• _Work to complete_: Provide the data again in its entirety, exactly as given.

BEGIN

PR #120, opened 2023-09-19
Update opportunity api to include user progress and learn info 

pxwxnvermx:
[Ticket](https://dimagi-dev.atlassian.net/browse/CCPC-115)

### DIFF
--- a/commcare_connect/opportunity/api/serializers.py
+++ b/commcare_connect/opportunity/api/serializers.py
@@ -1,14 +1,34 @@
 from rest_framework import serializers
 
-from commcare_connect.opportunity.models import CommCareApp, CompletedModule, Opportunity, OpportunityClaim, UserVisit
+from commcare_connect.opportunity.models import (
+    CommCareApp,
+    CompletedModule,
+    LearnModule,
+    Opportunity,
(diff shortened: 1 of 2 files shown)


commcare_connect/opportunity/api/serializers.py
```diff
@@ -34,12 +55,26 @@ class Meta:
...
+            return OpportunityClaimSerializer(claim.first()).data
+        return None
+
+    def get_learn_progress(self, obj):
+        opp_access = self._get_opp_access(obj)
+        total_modules = LearnModule.objects.filter(app=opp_access.opportunity.learn_app)
+        completed_modules = CompletedModule.objects.filter(opportunity=opp_access.opportunity)
+        return {"total_modules": total_modules.count(), "completed_modules": completed_modules.count()}
+
+    def _get_opp_access(self, obj):
```
snopoke, line 74: This is getting called twice now so it should be cached / memoized to prevent multiple DB queries.

pxwxnvermx: Can i use the `quickcache` decorator to cache this method?

snopoke (approved):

END

• _Written reply_:
PR #120, opened 2023-09-19
Update opportunity api to include user progress and learn info 

pxwxnvermx:
[Ticket](https://dimagi-dev.atlassian.net/browse/CCPC-115)

### DIFF
--- a/commcare_connect/opportunity/api/serializers.py
+++ b/commcare_connect/opportunity/api/serializers.py
@@ -1,14 +1,34 @@
 from rest_framework import serializers
 
-from commcare_connect.opportunity.models import CommCareApp, CompletedModule, Opportunity, OpportunityClaim, UserVisit
+from commcare_connect.opportunity.models import (
+    CommCareApp,
+    CompletedModule,
+    LearnModule,
+    Opportunity,
(diff shortened: 1 of 2 files shown)


commcare_connect/opportunity/api/serializers.py
```diff
@@ -34,12 +55,26 @@ class Meta:
...
+            return OpportunityClaimSerializer(claim.first()).data
+        return None
+
+    def get_learn_progress(self, obj):
+        opp_access = self._get_opp_access(obj)
+        total_modules = LearnModule.objects.filter(app=opp_access.opportunity.learn_app)
+        completed_modules = CompletedModule.objects.filter(opportunity=opp_access.opportunity)
+        return {"total_modules": total_modules.count(), "completed_modules": completed_modules.count()}
+
+    def _get_opp_access(self, obj):
```
snopoke, line 74: This is getting called twice now so it should be cached / memoized to prevent multiple DB queries.

pxwxnvermx: Can i use the `quickcache` decorator to cache this method?

snopoke (approved):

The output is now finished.